═══ THE INPUT ═══

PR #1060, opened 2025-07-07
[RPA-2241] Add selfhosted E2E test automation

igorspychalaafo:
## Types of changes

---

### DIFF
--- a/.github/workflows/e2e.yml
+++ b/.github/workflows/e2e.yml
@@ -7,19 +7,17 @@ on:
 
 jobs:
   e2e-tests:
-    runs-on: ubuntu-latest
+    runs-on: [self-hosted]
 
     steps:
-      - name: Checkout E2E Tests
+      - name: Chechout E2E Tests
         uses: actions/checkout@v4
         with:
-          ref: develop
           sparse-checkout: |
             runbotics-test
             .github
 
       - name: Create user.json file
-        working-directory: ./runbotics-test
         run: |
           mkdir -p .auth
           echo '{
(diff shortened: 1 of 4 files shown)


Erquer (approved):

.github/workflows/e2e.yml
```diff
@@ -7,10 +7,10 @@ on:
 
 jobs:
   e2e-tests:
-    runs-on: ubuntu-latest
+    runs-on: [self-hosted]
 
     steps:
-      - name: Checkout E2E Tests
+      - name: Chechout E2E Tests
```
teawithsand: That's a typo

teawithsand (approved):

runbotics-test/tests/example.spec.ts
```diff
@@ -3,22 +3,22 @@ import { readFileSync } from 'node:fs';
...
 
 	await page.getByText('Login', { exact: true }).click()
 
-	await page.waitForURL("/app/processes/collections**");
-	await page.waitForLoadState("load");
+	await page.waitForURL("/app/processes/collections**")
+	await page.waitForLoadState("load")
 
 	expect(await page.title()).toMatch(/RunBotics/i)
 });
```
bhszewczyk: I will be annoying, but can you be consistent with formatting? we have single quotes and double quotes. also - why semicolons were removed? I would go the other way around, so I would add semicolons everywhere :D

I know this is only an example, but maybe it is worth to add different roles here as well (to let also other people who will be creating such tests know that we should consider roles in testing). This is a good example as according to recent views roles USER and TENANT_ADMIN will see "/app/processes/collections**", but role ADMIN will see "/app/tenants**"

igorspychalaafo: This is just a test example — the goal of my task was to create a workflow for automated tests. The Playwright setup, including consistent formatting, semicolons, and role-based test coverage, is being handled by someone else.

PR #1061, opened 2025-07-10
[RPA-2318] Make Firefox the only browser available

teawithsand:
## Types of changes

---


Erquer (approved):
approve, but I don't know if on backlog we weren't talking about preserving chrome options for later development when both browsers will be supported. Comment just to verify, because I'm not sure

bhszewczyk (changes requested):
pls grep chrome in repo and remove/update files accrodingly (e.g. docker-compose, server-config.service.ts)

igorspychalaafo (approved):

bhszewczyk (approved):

═══

Please transcribe every entry above exactly as it appears.

PR #1060, opened 2025-07-07
[RPA-2241] Add selfhosted E2E test automation

igorspychalaafo:
## Types of changes

---

### DIFF
--- a/.github/workflows/e2e.yml
+++ b/.github/workflows/e2e.yml
@@ -7,19 +7,17 @@ on:
 
 jobs:
   e2e-tests:
-    runs-on: ubuntu-latest
+    runs-on: [self-hosted]
 
     steps:
-      - name: Checkout E2E Tests
+      - name: Chechout E2E Tests
         uses: actions/checkout@v4
         with:
-          ref: develop
           sparse-checkout: |
             runbotics-test
             .github
 
       - name: Create user.json file
-        working-directory: ./runbotics-test
         run: |
           mkdir -p .auth
           echo '{
(diff shortened: 1 of 4 files shown)


Erquer (approved):

.github/workflows/e2e.yml
```diff
@@ -7,10 +7,10 @@ on:
 
 jobs:
   e2e-tests:
-    runs-on: ubuntu-latest
+    runs-on: [self-hosted]
 
     steps:
-      - name: Checkout E2E Tests
+      - name: Chechout E2E Tests
```
teawithsand: That's a typo

teawithsand (approved):

runbotics-test/tests/example.spec.ts
```diff
@@ -3,22 +3,22 @@ import { readFileSync } from 'node:fs';
...
 
 	await page.getByText('Login', { exact: true }).click()
 
-	await page.waitForURL("/app/processes/collections**");
-	await page.waitForLoadState("load");
+	await page.waitForURL("/app/processes/collections**")
+	await page.waitForLoadState("load")
 
 	expect(await page.title()).toMatch(/RunBotics/i)
 });
```
bhszewczyk: I will be annoying, but can you be consistent with formatting? we have single quotes and double quotes. also - why semicolons were removed? I would go the other way around, so I would add semicolons everywhere :D

I know this is only an example, but maybe it is worth to add different roles here as well (to let also other people who will be creating such tests know that we should consider roles in testing). This is a good example as according to recent views roles USER and TENANT_ADMIN will see "/app/processes/collections**", but role ADMIN will see "/app/tenants**"

igorspychalaafo: This is just a test example — the goal of my task was to create a workflow for automated tests. The Playwright setup, including consistent formatting, semicolons, and role-based test coverage, is being handled by someone else.

PR #1061, opened 2025-07-10
[RPA-2318] Make Firefox the only browser available

teawithsand:
## Types of changes

---


Erquer (approved):
approve, but I don't know if on backlog we weren't talking about preserving chrome options for later development when both browsers will be supported. Comment just to verify, because I'm not sure

bhszewczyk (changes requested):
pls grep chrome in repo and remove/update files accrodingly (e.g. docker-compose, server-config.service.ts)

igorspychalaafo (approved):

bhszewczyk (approved):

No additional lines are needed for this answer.